Daniels’ performance as President, while entirely satisfactory to those same Trustees, has been controversial among educators. There was, for example, Purdue’s acquisition of for-profit Kaplan University, in order to create Purdue Global, a marriage which is evidently not going so well. Forbes reports that Purdue Global had a net operating loss of $38.4 million last year. There was also an initiative encouraging students to finance their educations by pledging a percentage of their future earnings to investors, which some have dubbed “indentured servitude.” But most grumbling has been quiet.

Remarks Daniels made a few weeks ago, however, sparked a national discussion. As G. Gabrielle Starr, the President of Pomona College, wrote in the New York Times,

In late November, the president of Purdue University, Mitch Daniels, told students that he will soon “be recruiting one of the rarest creatures in America — a leading, I mean a really leading, African-American scholar.”

“Creatures?” a student asked. “Come on.”

“It’s a figure of speech. You must have taken some literature,” Mr. Daniels said. “One of the rarest, let me say, rarest birds, rarest, rarest, rarest phenomena.”

In just a few sentences, Mr. Daniels seemed to question the possibility of sustained black excellence. In response to the uproar that swiftly followed, he complained that he had “never felt so misunderstood” and that he had simply used a “figure of speech.” On Wednesday, he apologized and retracted the statement.

When I learned about Mr. Daniels’s words from another African-American scholar on my own campus, I felt indignant but also constrained. The standard etiquette for college presidents, like me, is to let the remarks of another leader pass on by.

Even though he apologized, I can’t do that. The idea that scholars of color are rare is a damaging fiction. Yet it’s pervasive in academia, causing untold damage. It allows some faculty deans to simply throw up their hands and give up on their recruitment efforts. It leads to small recruitment budgets for minority candidates.

Dr. Starr noted that the Purdue faculty had pushed back on the notion that black scholars are “rare birds” and he went on to identify a few of the many outstanding African-American scholars:

After Mr. Daniels’s remarks, Purdue faculty members said in a statement that “the idea that there is a scarcity of leading African-American scholars is simply not true.” Indeed, one might look to scholarly societies for leading figures: Alondra Nelson, president of the Social Science Research Council; Elizabeth Alexander, president of the Mellon Foundation; Cecilia Conrad, a managing director at the MacArthur Foundation; and Claude Steele, chair of the board of the Russell Sage Foundation. Or leaders at American colleges and universities like Jonathan Holloway, provost of Northwestern; Raynard Kington, president of Grinnell College; and Michael Drake, president of Ohio State University.

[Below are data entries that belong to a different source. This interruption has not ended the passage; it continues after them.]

PR #3801, opened 2023-08-08
chore(NODE-5446): update driver v6 dependencies

W-A-James:
#### What is changing?
Update the following dev dependencies
* "@microsoft/api-extractor": "^7.36.4"
* "@octokit/core": "^4.2.4"
* "@types/node": "^20.4.8"
* "@types/sinon": "^10.0.16"
* "@typescript-eslint/eslint-plugin": "^5.62.0"
* "@typescript-eslint/parser": "^5.62.0"
* "eslint": "^8.46.0"
* "eslint-config-prettier": "^8.10.0"
* "eslint-plugin-import": "^2.28.0"
* "gcp-metadata": "^5.3.0"
* "semver": "^7.5.4"
* "sinon": "^15.2.0"
* "v8-heapsnapshot": "^1.3.1"

##### Is there new documentation needed for these changes?

No

#### What is the motivation for this change?

NODE-5446; keeping tooling up to date

### Double check the following

- [x] Ran `npm run check:lint` script
- [x] Self-review completed using the [steps outlined here](https://github.com/mongodb/node-mongodb-native/blob/HEAD/CONTRIBUTING.md#reviewer-guidelines)
- [x] PR title follows the [correct format](https://www.conventionalcommits.org/en/v1.0.0/): `type(NODE-xxxx)[!]: description`
  - Example: `feat(NODE-1234)!: rewriting everything in coffeescript`
- [ ] Changes are covered by tests
- [ ] New TODOs have a related JIRA ticket

PR #3860, opened 2023-09-06
deps(NODE-5446): bump dependencies again for v6 

baileympearson:
### Description

In an interesting twist, upgrading dev dependencies again...no longer causes our aws tests to fail?  🤔 

This PR basically updates all the dependencies Warren updated as a part of https://github.com/mongodb/node-mongodb-native/pull/3801.  There are a few version differences (which could explain why the tests pass here but failed on Warren's initial PR).  The aws tests pass consistently for me - I've run them 4 times now with none of the failures we saw on the initial dependency bump.  I'm inclined to call this work "resolved", since I don't think it's worthwhile investigating why the dependency bump initially caused tests to fail if they pass consistently now.

This work includes a temporary fix to the `npm` version issues.  We can either block this on Durran's CI fixes or just merge this and have Durran remove it when he implements the permanent fix.

#### What is changing?

Bumps the dependencies originally updated in https://github.com/mongodb/node-mongodb-native/pull/3801.


durran (changes requested):
Just need to resolve the npm fix conflicts.

durran (approved):

PR #1287, opened 2022-11-21
adding missing optional peer deps

john-arccos:
## What did you implement:

Updated optional peer dependencies to fix warnings

Closes #XXXXX - didn't make a ticket, pretty straight forward.

This screenshot sums up the issue pretty nicely. `yarn link` is using my changes, `yarn unlink` is using the version from npm:
Screen Shot 2022-11-21 at 3 02 24 PM

## How can we verify it:

If you have a project that's using serverless-webpack typescript, and ts-node, you'll see this warning appear when you install it. If you use my branch instead, the warning goes away.

## Todos:

- [N/A?] Write tests
- [N/A?] Write documentation
- [N/A] Fix linting errors
- [X] Make sure code coverage hasn't dropped
- [X] Provide verification config / commands / resources
- [X] Enable "Allow edits from maintainers" for this PR
- [X] Update the messages below

***Is this ready for review?:*** YES
***Is it a breaking change?:*** It shouldn't be. Added two `*` optional peer dependencies and optional peer `@typescript@>=2.0`, which was already a requirement of ts-node. I guess if they have typescript 1.X but don't have ts-node it would be breaking? Not sure how you want to classify that. Alternatively, changing it to `*` would mean it's definitely non-breaking.

PR #636, opened 2020-09-03
Move `ts-node` as optional dependency

j0k3r:
## What did you implement:

Closes #633

## How did you implement it:

`ts-node` dependency must be added by the user only if they use TypeScript.

## How can we verify it:

An error will be throw if the dependency is not added and the serverless-webpack configuration is written in TypeScript.

## Todos:

- [x] Write tests
- [ ] Write documentation
- [x] Fix linting errors
- [x] Make sure code coverage hasn't dropped
- [x] Provide verification config / commands / resources
- [x] Enable "Allow edits from maintainers" for this PR
- [x] Update the messages below

***Is this ready for review?:*** YES
***Is it a breaking change?:*** NO

Issue #633, opened 2020-09-01
serverless-webpack has unmet peer dependency


ZebraFlesh:
# This is a Bug Report

## Description
After doing an `npm install --save-dev serverless-webpack` I received a warning about unmet peer dependencies from npm:
```
npm WARN ts-node@8.10.2 requires a peer of typescript@>=2.7 but none is installed. You must install peer dependencies yourself.
```
My project doesn't use typescript, so this was unexpected. It seems like `ts-node` should be an [optionalDependency](https://docs.npmjs.com/files/package.json#optionaldependencies) instead of a dependency.

## Additional Data

* ***Serverless-Webpack Version you're using***: 5.3.4
* ***Webpack version you're using***: 4.44.1
* ***Serverless Framework Version you're using***: 1.80.0
* ***Operating System***: macOS 10.15.6 (Catalina)
* ***Stack Trace (if available)***: N/A

j0k3r:
I agree with you. But as I don't use TypeScript either I don't know how to properly fix it.

Does people using TypeScript always have the `ts-node` deps? How can we force them to install it? Because the deps is optional for people not using TypeScript but it's required if they use it.

How can we solve that?

Related PR https://github.com/serverless-heaven/serverless-webpack/pull/129

ZebraFlesh:
Based on [the instructions from webpack](https://v4.webpack.js.org/configuration/configuration-languages/#typescript), I'm pretty sure that people using TypeScript for their webpack file will have `ts-node` installed. That's why optional dependencies seems like the right answer. Looking at the [docs for `optionalDependencies`](https://docs.npmjs.com/files/package.json#optionaldependencies) npm notes:
> It is still your program’s responsibility to handle the lack of the dependency.

So perhaps `serverless-webpack` would need to provide a meaningful error message if the `require('ts-node')` call failed.

j0k3r:
Thanks for all these information!

j0k3r:
With 5.3.5 I now have:

```
warning "serverless-webpack > ts-node@9.0.0" has unmet peer dependency "typescript@>=2.7".
```

😕 
But there is nothing we can do now 🤷

PR #1825, opened 2024-06-15
fix: make `ts-node` dependency truly optional

G-Rath:
## What did you implement:

`ts-node` is meant to be an opt-in dependency (as in, a dependency that is not installed by default, but will be used if installed) per #636, but it's been added as an optional dependency rather than an .. err ... "right kind of optional dependency" (aka peer dependency set as optional).

In the context of `package.json`, "optional dependencies" are ones that [the package manager _should try to install_](https://docs.npmjs.com/cli/v10/configuring-npm/package-json#optionaldependencies) but skip if they error - they're intended for dependencies that are os-specific like `fsevents` or the underlying binaries for `esbuild` - so right now, `ts-node` will _always_ be installed because it does not have any os constraints, and in turn it leads to [complaints](https://github.com/serverless-heaven/serverless-webpack/issues/633) about [missing peer dependencies](https://github.com/serverless-heaven/serverless-webpack/pull/1287) via `ts-node`:

> If a dependency can be used, but you would like npm to proceed if it cannot be found or fails to install, then you may put it in the optionalDependencies object. This is a map of package name to version or URL, just like the dependencies object. The difference is that build failures do not cause installation to fail.

In the context of `package.json`, the correct way to express "optional" in the way most people think is to include the dependency as a peer dependency [with `optional: true` in its meta settings](https://docs.npmjs.com/cli/v10/configuring-npm/package-json#peerdependenciesmeta).

> specifically, it allows peer dependencies to be marked as optional. Npm will not automatically install optional peer dependencies. This allows you to integrate and interact with a variety of host packages without requiring all of them to be installed.

## How did you implement it:

I added `ts-node` as an optional peer dependency, and removed `typescript` and `@types/node` as peer dependencies since they're not used directly by `serverless-webpack`

## How can we verify it:

Install `serverless-webpack`, do an `npm ls` and see that `ts-node` isn't installed nor are there any dependency warnings - you can then install `typescript` and `ts-node`, and you'll still not have any dependency warnings.

Also see https://github.com/serverless/serverless-azure-functions/pull/517 for prior art

## Todos:

- [x] ~Write tests~
- [x] ~Write documentation~
- [x] ~Fix linting errors~
- [x] ~Make sure code coverage hasn't dropped~
- [x] ~Provide verification config / commands / resources~

***Is it a breaking change?:*** Debatable 😅

### DIFF
--- a/package-lock.json
+++ b/package-lock.json
@@ -44,15 +44,11 @@
         "node": ">= 16"
       },
       "peerDependencies": {
-        "@types/node": "*",
         "serverless": "1 || 2 || 3",
         "ts-node": ">= 8.3.0",
         "webpack": ">= 3.0.0 < 6"
       },
       "peerDependenciesMeta": {
-        "@types/node": {
-          "optional": true
-        },
         "ts-node": {
           "optional": true
         }
--- a/package-lock.json
+++ b/package-lock.json
@@ -43,17 +43,18 @@
       "engines": {
         "node": ">= 16"
       },
-      "optionalDependencies": {
-        "ts-node": ">= 8.3.0"
-      },
       "peerDependencies": {
         "@types/node": "*",
         "serverless": "1 || 2 || 3",
+        "ts-node": ">= 8.3.0",
         "typescript": ">=2.0",
         "webpack": ">= 3.0.0 < 6"
       },
       "peerDependenciesMeta": {
         "@types/node": {
+          "optional": true
+        },
+        "ts-node": {
           "optional": true
         },
         "typescript": {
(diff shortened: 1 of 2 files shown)


j0k3r:
> _**Is it a breaking change?:**_ Debatable 😅

Well I do think people using TS with serverless-webpack already have `ts-node` as deps (at least we do). So moving it from a truly optional deps looks legit to me!

j0k3r (approved):

G-Rath:
> Well I do think people using TS with serverless-webpack already have ts-node as deps

Yup exactly my thoughts too

PR #1917, opened 2024-09-02
Apply promisify() to fs module functions (fixes #1912)

### LINKED ISSUE #1912: TypeError: fs.readFileAsync is not a function
# This is a Bug Report

## Description

When I run `serverless package`, I get error `fs.readFileAsync is not a function` and build fails:

```
⠹ Packaging (and 1 more task)^R

✖ fs.readFileAsync is not a function
TypeError: fs.readFileAsync is not a function
    at ServerlessWebpack.getFileContentAndStat (/PROJECT/node_modules/serverless-webpack/lib/packageModules.js:93:8)
    at /PROJECT/node_modules/serverless-webpack/lib/packageModules.js:57:74
    at arrayMap (/PROJECT/node_modules/lodash/lodash.js:653:23)
    at Function.map (/PROJECT/node_modules/lodash/lodash.js:9622:14)
    at WriteStream.<anonymous> (/PROJECT/node_modules/serverless-webpack/lib/packageModules.js:57:23)
    at WriteStream.emit (node:events:517:28)
    at WriteStream.emit (node:domain:489:12)
    at stream.emit (node:internal/fs/streams:61:9)
    at file:///Users/me/.serverless/releases/4.2.4/package/dist/sf-core.js:3:5724
    at file:///Users/me/.serverless/releases/4.2.4/package/dist/sf-core.js:3:6335
    at FSReqCallback.oncomplete (node:fs:200:23)
```

The error seems to come from this code block inside serverless-webpack:

```js
  return BbPromise.all([
    // Get file contents and stat in parallel
    fs.readFileAsync(fullPath),
    fs.statAsync(fullPath)
  ]).then(...)
```

As far as I could figure this out, the `fs.readFileAsync` is _not_ part of Node's fs module but that kind of (`*Async`) functions are created by "promisifying" a callback-based function. However, such promisifying is not done inside this package.

If I add `BbPromise.promisifyAll(fs);` below the imports in file `packageModules.js`, the build process succeeds.

I don't understand how this package works for other people if such promisifying step is missing.

## Additional Data

* ***Serverless-Webpack Version you're using***: 5.14.1
* ***Webpack version you're using***: 5.94.0
* ***Serverless Framework Version you're using***: 4.2.4
* ***Operating System***: OSX 14.6.1

ronkot:
## What did you implement:

Closes #1912

## How did you implement it:

Instead of relying on some other party applying promisify on `fs` module functions, do it explicitly inside this library. Also, apply promisify in non-mutable way to keep `fs` module tidy.

This should fix the `fs.readFileAsync is not a function` error when used with serverless v4.

## How can we verify it:

- Unit tests are OK
- Package some project with serverless v4 - process should not crash to the `fs.readFileAsync is not a function` error anymore
  - I tried to create serverless v4 example in the /examples folder but did not succeed. I think it's better if project maintainers would do that.

## Todos:

- [ ] Write tests
- [ ] Write documentation
- [ ] Fix linting errors

### DIFF
--- a/lib/packageModules.js
+++ b/lib/packageModules.js
@@ -9,6 +9,9 @@ const semver = require('semver');
 const fs = require('fs');
 const { getAllNodeFunctions, isProviderGoogle } = require('./utils');
 
+const readFileAsync = BbPromise.promisify(fs.readFile);
+const statAsync = BbPromise.promisify(fs.stat);
+
 function setArtifactPath(funcName, func, artifactPath) {
   const version = this.serverless.getVersion();
 
@@ -90,8 +93,8 @@ function getFileContentAndStat(directory, filePath) {
 
   return BbPromise.all([
     // Get file contents and stat in parallel
-    fs.readFileAsync(fullPath),
-    fs.statAsync(fullPath)
+    readFileAsync(fullPath),
+    statAsync(fullPath)
   ]).then(
     result => ({
       data: result[0],


j0k3r (approved):
Looks ok to me.

I tried to created a Serverless v4 example as well, but it requires a licence key, so I stopped here...

vicary (approved):
To put it lightly, v4 is not being easy on us plugin authors so far. Let's wait and see if we can actually cover these tests in the future.

The code looks fine and shouldn't do any harm at least, I'd say go ahead.

PR #1922, opened 2024-09-06
Update all examples

j0k3r:
Mostly:
- use latest version in `package.json`
- use `nodejs20.x` runtime
- add some missing README

I removed `serverless-offline` from plugins because it was never used


vicary (commented):
Since `serverless-offline` is being removed from `serverless.yml` in all examples, should we also remove them from `package.json` files?

vicary (approved):
LGTM

Issue #1923, opened 2024-09-06
Serverless 4 Support


jiteshmanglani:
# This is a Bug Report

## Description

For bug reports:
* Can't install packages due to unresolved dependency
* It should install all the packages
* normal config
* `npm ERR! code ERESOLVE
npm ERR! ERESOLVE could not resolve
npm ERR! 
npm ERR! While resolving: serverless-webpack@5.14.1
npm ERR! Found: serverless@4.2.4
npm ERR! node_modules/serverless
npm ERR!   dev serverless@"^4.2.4" from the root project
npm ERR!   peer serverless@">=2.60" from serverless-domain-manager@7.4.0
npm ERR!   node_modules/serverless-domain-manager
npm ERR!     dev serverless-domain-manager@"^7.4.0" from the root project
npm ERR! 
npm ERR! Could not resolve dependency:
npm ERR! peer serverless@"1 || 2 || 3" from serverless-webpack@5.14.1
npm ERR! node_modules/serverless-webpack
npm ERR!   dev serverless-webpack@"^5.14.1" from the root project
npm ERR! 
npm ERR! Conflicting peer dependency: serverless@3.39.0
npm ERR! node_modules/serverless
npm ERR!   peer serverless@"1 || 2 || 3" from serverless-webpack@5.14.1
npm ERR!   node_modules/serverless-webpack
npm ERR!     dev serverless-webpack@"^5.14.1" from the root project
npm ERR! 
npm ERR! Fix the upstream dependency conflict, or retry
npm ERR! this command with --force or --legacy-peer-deps
npm ERR! to accept an incorrect (and potentially broken) dependency resolution.
`

Similar or dependent issue(s):
* NA

## Additional Data

* ***Serverless-Webpack Version 5.14.1***:
* ***Webpack version 5.93.0***:
* ***Serverless Framework Version 4.2.4 ***:
* ***Operating System Fedora 39***:

j0k3r:
I checked quickly and it seems the v4 file structure completely changed.

v4 only expose the binary and that's all: https://www.npmjs.com/package/serverless?activeTab=code
v3 exported usefull stuff that we are using internally: https://www.npmjs.com/package/serverless/v/3.39.0?activeTab=code

Maybe it needs a better check to see if we can find a workaround.

vicary:
I've sent an email to Serverless, hopefully we get a reply soon.

vicary:
[...]

PR #1959, opened 2024-10-22
Add support for Serverless v4

j0k3r:
As of now, we can't jump straight to v4 in dev deps because some tests still require the v3 version (because we are mocking some stuff and the v4 only ship a binary).

The short solution is just to allow `4` in peer deps. But we prefer to have a running test that ensure a package is properly generated with deps inside.

As we can't use the internal tooling `@serverless/test` anymore in v4 (the project might be dead and no tests are running on the v4 official repo 😳, anyway) we are using the binary directly to package the example project. We were forced to use an access key from serverless dashboard and some aws valid credentials. But it now works ✅ 

Fix https://github.com/serverless-heaven/serverless-webpack/issues/1923


vicary (approved):
Totally counting on you for this one, thanks for making it happen.

PR #2409, opened 2026-04-21
Remove bluebird and use native Promise

j0k3r:
The code looks more native now.


vicary (approved):
Ah, finally!

Tried exactly this a few years ago, blocked by the support matrix back then. It surely feels weird that this is trivial work now with LLM.

PR #2479, opened 2026-07-08
Use `tinyglobby` instead of `glob`

j0k3r:
Way smaller than `glob`: https://e18e.dev/docs/replacements/glob

Once we'll be on Node >= 22 we might be able to ditch it for `fs.glob`

### DIFF
--- a/__mocks__/glob.js
+++ b/__mocks__/glob.js
@@ -1,7 +1,0 @@
-/**
- * Mock object for glob
- */
-
-module.exports = {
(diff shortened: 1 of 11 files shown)


vicary (dismissed):
I'm all for the change.

Partly OT but do we want to set a minimum published day for the recent surge of supply chain attacks?

j0k3r:
@vicary good point, I'll do it in an other PR 👍🏼

vicary (approved):

PR #2480, opened 2026-07-08
Define 7 days of minimum age for new deps

j0k3r:
Ensured in dependabot and in NPM

Following https://github.com/serverless-heaven/serverless-webpack/pull/2479#pullrequestreview-4653644899


vicary (approved):
lovely!

Issue #679, opened 2018-06-18
Build on VS2017


atlastodor:
Would it make sense to convert the projects and the build script to VS2017 and .Net Standard Library instead of the deprecated PCL?

I have already branched "devel" branch locally and converted the projects to VS2017 and the cake script (otherwise it wouldn't build). It works for .Net 4.5 and the tests are green. The other platforms are compiled, but I can't say for sure if they work correctly. Also, I can't say if the cake script works on AppVeyor or compiles on non-Windows platforms. This fixes the Nuget version-hell problems. One disadvantage is that VS2017 does not support Silverlight 5 - is this still needed?

Anyways, is there interest to in integrating those changes into the branch? If so, what should I do? I am not used to working on open-source projects on Git-Hub.

FlorianRappl:
Hi @atlastodor thanks for the request. Yes, what you describe is the ~long term~ goal (actually it was, now it should be feasible). There are reasons for the current approach (namely broadest possible compatibility, incl. .NET 4.0 and SL5), however, the downsides etc. are just too high. As a consequence what you describe is wanted (**yes**, we drop support for .NET 4.0 and SL5 and go to a higher .NET Standard than 1.0).

A PR would be appreciated (especially if its from the current `devel` snapshot). Thanks!

tbolon:
Hi,

I have started working on migrating this project to the new csproj format & vs2017.

I just created a PR for the WIP, and would like some feedback from the mainteners of this project.

Known issues:

**some tests are failing**. Two when running using VS 2017, 126 on commandline/appveyor. Need to discover why.

**netstandard 2.0 is the minimum standard version this project can target**. This project can't can't target netstandard1.0 because HttpWebRequest is only available starting [netstandard2.0](https://apisof.net/catalog/System.Net.HttpWebRequest). The previous project was referencing the netcore nuget package which is not recommended (can cause lot of troubles for library consumers. I have targeted both netstandard2.0 and net45 so we need to decide if lower standard must be supported (by changing code to use HttpClient (available on netstandard1.1 for example).

**Need appveyor testing** I can't test an appveyor build for now. Need maintainer help.

tbolon:
Ok found the difference: using command-line, 2 tests fails on Debug configuration, 122 on Release.

tbolon:
Some tests are skipped on my machine, because of the network detection algorithm: "Message: No network has been detected. Test skipped."

tbolon:
[...]

PR #715, opened 2018-10-30
[WIP] Migrate to new csproj and netstandard

tbolon:
I am trying to try to help mgirate this project to netstandard format, using the dotnet crossplatform tooling.

This is a work in progress.

Tracking Issue: #679

- [X] Convert projects to new csproj SDK format
- [X] Remove global.json SDK constraint
- [X] Migrate tests
- [X] Fix tests can not be debugged in VS2017 (breakpoints not hit) -> switch to xunit ?
- [X] Fix tests which does not run on netcore 2.1 (encoding)
- [X] Fix networking tests which does not work anymore (dependency changed)
- [ ] Fix Html.NoScriptTests.NoScriptEatsTooMuch_Issue681 failing


FlorianRappl:
> Fix tests can not be debugged in VS2017 (breakpoints not hit) -> switch to xunit ?

Is xUnit a real fix here? I mean in the end I do not care much about NUnit vs xUnit, just that I want to understand *why* one is working / a better choice than the other before going over all files to change them.

> Fix networking tests which does not work anymore (dependency changed)

Here I need to understand what is failing - then I can support you. Some tests (e.g., the ones going to httpbin) fail regularly when they service operator makes some changes (here ideally we would use our own web app to have a guaranteed stable API). Others may fail due to proxy (e.g., the streaming one can fail here) or other settings.

tbolon:
You can check the last appveyor build, I have added a logger to populate the test result tab. It seems the format of the returns from some sites have changed, need to fix the expected result I think in most cases.

I don't know if it's easier for you, but perhaps you could add my branch as a remote and run the tests on your side ?

I will certainly update the tests to exclude the failing encoding tests from the .net core target.

I will also change the name of the test assembly based on the target framework, it will allow us to track Wich framework test failed when browsing failed tests on appveyor.

tbolon:
> I will also change the name of the test assembly based on the target framework, it will allow us to track Wich framework test failed when browsing failed tests on appveyor.

Reverted back: I can't easily change the name of the test assembly, because of the InternalsVisibleTo. For now there is no way to separate test results from netcore vs netfx.

tbolon:
Ok I have managed to fix all net46 issues, the only test left is NoScriptEatsTooMuch_Issue681 which throw an ArgumentNullException. I can't see how it could pass... I need your help on this one.

I will try to find a way to exclude encoding tests on netcore platform.

The tests still can't be debugged in VS. I can't get why, because I am able to create a project from scratch with the same platform and debug it... Must try to find what is different, perhaps the strong signing.

After that I will certainly look on the cost of replacing HttpWebRequest with HttpClient. If possible, it will allow to target netstandard1.1 instead of netstandard2.0, then most of the job will be done.

FlorianRappl:
I think I will have some time tomorrow or on Thursday to look at all this in detail. Right now what I can tell you regarding HttpClient is that migration should be fairly simple - there is already AngleSharp.Io which uses HttpClient, so we have a working implementation of the IRequester.

Thanks for your work on this so much, worth 1000s of :beers: !

tbolon:
I have finally found the reason why debugging was not working anymore: it was caused by two tests which were using very long constant strings. Moved them to embedded resources did the trick.

There is still one test failing, Html.NoScriptTests.NoScriptEatsTooMuch_Issue681. Since the test provide a default(IScriptingService) as parameter which is always null and the method does a check for null, I do not see how to fix this. I will let you dig this.

alexanderuv:
@FlorianRappl is this PR ready to go? If not, do you guys need any help to finish it up?

alexanderuv:
@FlorianRappl , @tbolon I created another PR #724 which fixes the encoding issues plus enables cross-platform builds (macOS can't have net462 or similar)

Starr’s column is eloquent, and worth reading in its entirety, but I remain bemused by the nature of the outcry that followed Daniels’ remarks. Most of the criticism I saw focused not on the inaccurate and damaging notion that black academic success is rare, but on Daniels’ use of the term “creature.”

I do understand black sensitivity to language that seems to equate African-Americans with animals, given America’s unfortunate racist history. But we are all creatures, and this reference seemed– to me at least– far less reprehensible than Daniels’ obvious assumption that black intellectuals are few and far between.

I’ve taught at the university level for twenty years, and during that time, the number of African-American scholars on our campus has grown significantly. My black colleagues have contributed enormously– to the educations of our students, to the scholarly literature, and–perhaps more importantly–to the creation of an inclusive, multicultural campus culture. I have to assume the same is true at Purdue.

Do we have a way to go? Sure. But ignoring the substantial presence of black scholars in academia isn’t just inaccurate. It’s evidence of implicit bias–and it deserves to be called out.